Augustus liquidated the Roman Republic a generation before Christ by appealing to religion, presenting himself as Apollo’s favorite, placing the senate under his authority, and becoming the first Roman emperor. He promoted upper-class birthrates, traditionalist moralism, and patriotic literature, such as Virgil’s commissioned Aeneid, a classic of political propaganda based on nonexistent facts about Rome’s past greatness.
Augustus capitalized on the social instability of the moment with a charismatic, demagogic, and strategic speech about making Rome great again under the symbol of the Golden Eagle. Half a millennium later, Augustulus was the last emperor of the Western Empire, defeated by the Germanic barbarians.

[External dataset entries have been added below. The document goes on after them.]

PR #2635, opened 2024-02-14
feat: authentication banner

sshanzel:
## Changes
- Made the `AuthOptions` accept a `className` object to be applied on certain elements.
- Introduced `ignoreMessages` prop. This is because we will now be rendering two `AuthOptions` component. One for the banner, and one for the modal. We want the banner to only be utilized when clicking the provider buttons. The other (modal) auth options will be listening to the messages which will continue the process.
- Tracking events are intact since we just reused the same component.

Preview in action:
https://dailydotdev.slack.com/archives/C06K1LYU716/p1707947399158029?thread_ts=1707940049.888179&cid=C06K1LYU716

## Events

- [ ] MobileL (420px)
- [ ] Tablet (656px)
- [ ] Laptop (1020px)

- [ ] iOS (Chrome and Safari)
- [ ] Android

MI-169 #done

### DIFF
--- a/packages/shared/src/components/auth/AuthOptions.tsx
+++ b/packages/shared/src/components/auth/AuthOptions.tsx
@@ -75,6 +75,11 @@ export interface AuthProps {
   defaultDisplay?: AuthDisplay;
 }
 
+interface ClassName {
+  container?: string;
+  onboardingSignup?: string;
+}
+
 export interface AuthOptionsProps {
   onClose?: CloseAuthModalFunc;
   onAuthStateUpdate?: (props: Partial<AuthProps>) => void;
@@ -84,7 +89,7 @@ export interface AuthOptionsProps {
   trigger: AuthTriggersType;
   defaultDisplay?: AuthDisplay;
   forceDefaultDisplay?: boolean;
-  className?: string;
+  className?: ClassName;
   simplified?: boolean;
   isLoginFlow?: boolean;
   onDisplayChange?: (value: string) => void;
@@ -97,7 +102,7 @@ function AuthOptions({
   onAuthStateUpdate,
   onSuccessfulLogin,
   onSuccessfulRegistration,
-  className,
+  className = {},
   formRef,
   trigger,
   defaultDisplay = AuthDisplay.Default,
@@ -344,12 +349,12 @@ function AuthOptions({
       className={classNames(
         'z-1 flex w-full max-w-[26.25rem] flex-col overflow-y-auto rounded-16',
         !simplified && 'bg-theme-bg-tertiary',
-        className,
+        className?.container,
       )}
     >
       <TabContainer<AuthDisplay>
         onActiveChange={(active) => onSetActiveDisplay(active)}
-        controlledActive={activeDisplay}
+        controlledActive={forceDefaultDisplay ? defaultDisplay : activeDisplay}
         showHeader={false}
       >
         <Tab label={AuthDisplay.Default}>
@@ -419,6 +424,7 @@ function AuthOptions({
             isReady={isReady}
             simplified={simplified}
             targetId={targetId}
+            className={className?.onboardingSignup}
           />
         </Tab>
         <Tab label={AuthDisplay.SignBack}>
--- a/packages/shared/src/components/auth/AuthOptions.tsx
+++ b/packages/shared/src/components/auth/AuthOptions.tsx
@@ -95,6 +95,7 @@ export interface AuthOptionsProps {
   onDisplayChange?: (value: string) => void;
   initialEmail?: string;
   targetId?: string;
+  ignoreMessages?: boolean;
 }
 
 function AuthOptions({
@@ -112,6 +113,7 @@ function AuthOptions({
   targetId,
   simplified = false,
   initialEmail = '',
+  ignoreMessages = false,
 }: AuthOptionsProps): ReactElement {
   const { displayToast } = useToastNotification();
   const { syncSettings } = useContext(SettingsContext);
@@ -247,7 +249,7 @@ function AuthOptions({
   };
 
   useEventListener(globalThis, 'message', async (e) => {
-    if (e.data?.eventKey !== AuthEvent.SocialRegistration) {
+    if (e.data?.eventKey !== AuthEvent.SocialRegistration || ignoreMessages) {
       return undefined;
     }
 
--- a/packages/shared/src/components/auth/AuthenticationBanner.tsx
+++ b/packages/shared/src/components/auth/AuthenticationBanner.tsx
@@ -1,0 +1,54 @@
+import React, { ReactElement } from 'react';
+import classed from '../../lib/classed';
+import { OnboardingHeadline } from './OnboardingHeadline';
+import AuthOptions, { AuthDisplay } from './AuthOptions';
+import { AuthTriggers } from '../../lib/auth';
+import { MemberAlready } from '../onboarding/MemberAlready';
+import { useAuthContext } from '../../contexts/AuthContext';
+
+const Container = classed('div', 'flex flex-col w-[23.25rem]');
+
+export function AuthenticationBanner(): ReactElement {
+  const { showLogin } = useAuthContext();
+
+  return (
+    <div
+      className="fixed bottom-0 left-0 z-modal flex w-full flex-row justify-center gap-6 py-10"
+      style={{
+        background: `linear-gradient(270deg, rgba(206, 61, 243, 0.16) 0%, rgba(113, 71, 237, 0.16) 100%), var(--Colors-Background-default, #0E1217)`,
+      }}
+    >
+      <Container>
+        <OnboardingHeadline
+          className={{ title: '!typo-mega3', description: '!typo-title3' }}
+        />
+      </Container>
+      <Container className="pt-2">
+        <AuthOptions
+          ignoreMessages
+          formRef={null}
+          trigger={AuthTriggers.Onboarding}
+          simplified
+          defaultDisplay={AuthDisplay.OnboardingSignup}
+          forceDefaultDisplay
+          className={{ onboardingSignup: '!gap-4' }}
+          onAuthStateUpdate={() =>
+            showLogin({ trigger: AuthTriggers.Onboarding })
+          }
+        />
+        <MemberAlready
+          onLogin={() =>
+            showLogin({
+              trigger: AuthTriggers.Onboarding,
+              options: { isLogin: true },
+            })
+          }
+          className={{
+            container: 'justify-center text-theme-label-secondary typo-callout',
+            login: 'font-bold',
+          }}
+        />
+      </Container>
+    </div>
+  );
+}
--- a/packages/shared/src/components/auth/AuthenticationBanner.tsx
+++ b/packages/shared/src/components/auth/AuthenticationBanner.tsx
@@ -15,7 +15,7 @@ export function AuthenticationBanner(): ReactElement {
     <div
       className="fixed bottom-0 left-0 z-modal flex w-full flex-row justify-center gap-6 py-10"
       style={{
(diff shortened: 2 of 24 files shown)


packages/shared/src/components/auth/AuthOptions.tsx
```diff
@@ -344,12 +351,12 @@ function AuthOptions({
...
         'z-1 flex w-full max-w-[26.25rem] flex-col overflow-y-auto rounded-16',
         !simplified && 'bg-theme-bg-tertiary',
-        className,
+        className?.container,
       )}
     >
       <TabContainer<AuthDisplay>
         onActiveChange={(active) => onSetActiveDisplay(active)}
-        controlledActive={activeDisplay}
+        controlledActive={forceDefaultDisplay ? defaultDisplay : activeDisplay}
```
sshanzel, line 359: Fixed the `forceDefaultDisplay` to always show it, the primary reason we are forcing it, rather than having it in the initial state.

packages/shared/src/components/auth/AuthenticationBanner.tsx
```diff
@@ -0,0 +1,54 @@
...
+import { MemberAlready } from '../onboarding/MemberAlready';
+import { useAuthContext } from '../../contexts/AuthContext';
+
+const Container = classed('div', 'flex flex-col w-[23.25rem]');
+
+export function AuthenticationBanner(): ReactElement {
+  const { showLogin } = useAuthContext();
+
+  return (
+    <div
```
nensidosari, line 15: We might want to use similar setup for other experiments, I already know one coming up soon which had the same idea, so can we have this as a styled component maybe? We can leave the background part out of the styled component though as that might change.

packages/shared/src/components/auth/AuthenticationBanner.tsx
```diff
@@ -0,0 +1,54 @@
...
+      className="fixed bottom-0 left-0 z-modal flex w-full flex-row justify-center gap-6 py-10"
+      style={{
+        background: `linear-gradient(270deg, rgba(206, 61, 243, 0.16) 0%, rgba(113, 71, 237, 0.16) 100%), var(--Colors-Background-default, #0E1217)`,
```
nensidosari, line 18: Can we change the color to pepper 90?
```suggestion
        background: `linear-gradient(270deg, rgba(206, 61, 243, 0.16) 0%, rgba(113, 71, 237, 0.16) 100%), var(--Colors-Background-default, ${colors.pepper['90']})`,
```

packages/shared/src/components/auth/AuthenticationBanner.tsx
```diff
@@ -0,0 +1,54 @@
...
+      </Container>
+      <Container className="pt-2">
+        <AuthOptions
+          ignoreMessages
+          formRef={null}
+          trigger={AuthTriggers.Onboarding}
+          simplified
+          defaultDisplay={AuthDisplay.OnboardingSignup}
+          forceDefaultDisplay
+          className={{ onboardingSignup: '!gap-4' }}
```
nensidosari, line 34: We're adding a lot of !!! everywhere 😢

packages/shared/src/components/post/BasePostContent.tsx
```diff
@@ -29,20 +30,18 @@ export function BasePostContent({
   customNavigation,
 }: BasePostContentProps): ReactElement {
   const { id } = post ?? {};
+  const { onCloseShare, sharePost, onSharePost } = engagementProps;
+  const { onStartArticleOnboarding, showArticleOnboarding } =
```
nensidosari, line 34: Glad another of thesee is removed

`    // @NOTE see https://dailydotdev.atlassian.net/l/cp/dK9h1zoM
    // eslint-disable-next-line react-hooks/rules-of-hooks`

packages/shared/src/lib/featureManagement.ts
```diff
@@ -33,6 +34,10 @@ const feature = {
     webm: cloudinary.onboarding.video.webm,
     mp4: cloudinary.onboarding.video.mp4,
   }),
+  postPageOnboarding: new Feature(
+    'post_page_onboarding',
```
nensidosari, line 38: @nensidosari for me to remember to setup the experiment

packages/webapp/pages/onboarding.tsx
```diff
@@ -375,16 +378,7 @@ export function OnboardPage(): ReactElement {
...
-              Where developers suffer together
-            </OnboardingTitleGradient>
-
-            <h2 className="mb-8 typo-body tablet:typo-title2">
-              We know how hard it is to be a developer. It doesn&apos;t have to
-              be. Personalized news feed, dev community and search, much better
-              than what&apos;s out there. Maybe ;)
-            </h2>
-
+            <OnboardingHeadline />
```
nensidosari, line 381: Maybe to avoid the ! in the banner we're adding, we can actually accept the specific classnames for the title from both places.

nensidosari (commented):
Few comments, but nothing blocking

packages/shared/src/components/auth/AuthenticationBanner.tsx
sshanzel: Ah, good point. Though I think we should use the one that varies based on theme. Will update this quickly.

packages/shared/src/components/auth/AuthenticationBanner.tsx
sshanzel: Yeah, I agree, though I've actually done that in a separate PR as I felt the need there 😅 

So maybe we can resolve this one out?
https://github.com/dailydotdev/apps/pull/2636/commits/97bde42f56ee86f9062c71670012e17d3f8b2749

packages/shared/src/components/auth/AuthOptions.tsx
```diff
@@ -242,7 +249,7 @@ function AuthOptions({
   };
 
   useEventListener(globalThis, 'message', async (e) => {
-    if (e.data?.eventKey !== AuthEvent.SocialRegistration) {
+    if (e.data?.eventKey !== AuthEvent.SocialRegistration || ignoreMessages) {
```
rebelchris, line 252: Because of the ignore here don't you miss below set error?

packages/webapp/pages/onboarding.tsx
sshanzel: You mean like adding a `typoClassName`?

packages/shared/src/components/auth/AuthenticationBanner.tsx
```diff
@@ -0,0 +1,54 @@
...
+
+const Container = classed('div', 'flex flex-col w-[23.25rem]');
+
+export function AuthenticationBanner(): ReactElement {
+  const { showLogin } = useAuthContext();
+
+  return (
+    <div
+      className="fixed bottom-0 left-0 z-modal flex w-full flex-row justify-center gap-6 py-10"
+      style={{
```
rebelchris, line 17: Custom colors?
Maybe double verify with Tsahi, probably a design mistake?

rebelchris (changes requested):
@sshanzel How does it now popup the modal on click?
Feels somehow I'm missing where this is invoked (*although see it working)

packages/shared/src/components/auth/AuthOptions.tsx
sshanzel: Yes, we won't since the modal is opened, it has its own listener (with `ignoreMessages = false`) which allows the whole process to be completed.

packages/shared/src/components/auth/AuthenticationBanner.tsx
nensidosari: Ah yes, in the mobile PR, yes that resolves it. I would suggest though a more generic name like BottomBannerContainer. Do we use something similar for cookies banner as well?

sshanzel:
> @sshanzel How does it now popup the modal on click?
Feels somehow I'm missing where this is invoked (*although see it working)

Through here:
https://github.com/dailydotdev/apps/blob/9c843023f384eaa98a5f8c43ebba80e572603484/packages/shared/src/components/auth/AuthenticationBanner.tsx#L35-L37

packages/webapp/pages/onboarding.tsx
nensidosari: No I mean not having default typo setup in the classnames in OnboardingHeadline, but actually accepting the typos from classname props here just like we do on the other place we use OnboardingHeadline
`ex. className={{ title: '!typo-mega3', description: '!typo-title3' }}` If we do the same here we avoid the !

sshanzel: Ah, yep. That makes sense. Let's do that 🚀

packages/shared/src/components/auth/AuthenticationBanner.tsx
sshanzel: Cool. Would it be okay for me to tackle that in the other PR?

packages/shared/src/components/auth/AuthOptions.tsx
rebelchris: Got it :)

packages/shared/src/components/auth/AuthenticationBanner.tsx
sshanzel: Sent a Slack message. Will wait for their response 🚢

packages/shared/src/components/auth/AuthenticationBanner.tsx
nensidosari: Yup

nensidosari (approved):
All good on my side 🚀

packages/shared/src/lib/featureManagement.ts
nensidosari: experiment feature is setup as well

sshanzel: Thank you!

packages/shared/src/components/auth/AuthenticationBanner.tsx
sshanzel: Found some equivalent values in our codebase, will update quickly.

sshanzel: Applied the missing styles 🥳 

Screenshot 2024-02-15 at 5 59 26 PM

rebelchris: Not urgent, but would it be possible to use the tailwind variation of this?
If too much work never mind :)

rebelchris (approved):
Non blocking comment, otherwise looks good to me :)

packages/shared/src/components/auth/AuthenticationBanner.tsx
sshanzel: Let's see, I will check tailwinds docs for linear gradient as it can definitely be used again in the future.

sshanzel: Doesn't look exactly the same after converting. Not sure if we go for this.

Screenshot 2024-02-15 at 6 35 35 PM

sshanzel: Merging now to unblock, but so far this is what I have tried:

```
 <BottomBannerContainer
      // style={style}
      className="gap-6 bg-gradient-to-l from-theme-overlay-active-cabbage from-0% via-theme-overlay-active-onion via-100% bg-theme-bg-primary py-10 shadow-3"
    >
```

I've also tried adding `to-theme-bg-primary` but doesn't change anything since the stop mentions 0 to 100 already. Not sure how it behaves differently on CSS style.

sshanzel: Found the issue and fixed here: https://github.com/dailydotdev/apps/pull/2638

The American Empire, the most powerful in human history, is probably also the shortest. It has held that title for one-tenth as long as the Roman Empire in Europe and one-hundredth as long as the Eastern Empire.
The problem is not democracy but its substitute: the hijacking of an entire country and the world by the Anglo-Saxon techno-financial oligarchy.
For its part, China will end that rare historical exception called the “Century of Humiliation” and again be the greatest economic power, as it has been for millennia. We hope that what China has learned in those hundred years will not turn it into a Franco-Anglo-Saxon-type empire and that it will continue its oldest tradition of not subjugating peoples on the other side of the planet.
U.S. President Donald Trump is likely to be Augustus and Augustulus at the same time. We might wish that the replacement of hegemonies did not comply with the violent Thucydides Trap, as the replacement of Great Britain by the United States did not, but in that case, there was a strategic continuity of Anglo-Saxon capitalism. Hegemony passed from one ally to the other.
Now, the differences are substantial, and above all, the Anglo-Saxon obsession with not allowing any global competition promises us a greater conflict. The Northwest finds itself facing not only a new example of success, that of communist China, but also its own national poverty and its international collapse. It no longer just exports violence, as it has historically done, but consumes it in its internal market. As a solution, it appeals to the same religious-style narrative as always, denying any evidence to the contrary.
One of its most recent sermons has been to justify the success of Chinese socialism with American state capitalism, even though Chinese corporations are below the communist government, while in the West, they are above it and despite the fact that the Chinese economy is planned by the government, not by corporations. China has a market economy (something that capitalism did not invent but rather limited), but it is not a capitalist country. It is a communist country in a still capitalist world.
Beyond its material power, Nonoccident is concerned about what has moved it for generations: the need to abort examples of success that are not “the only possible model”: corporate capitalism. Anglo-Saxon success was not based on capitalism but on overseas imperialism. The capitalist countries that served as colonial suppliers at a pittance were more capitalist than the United States.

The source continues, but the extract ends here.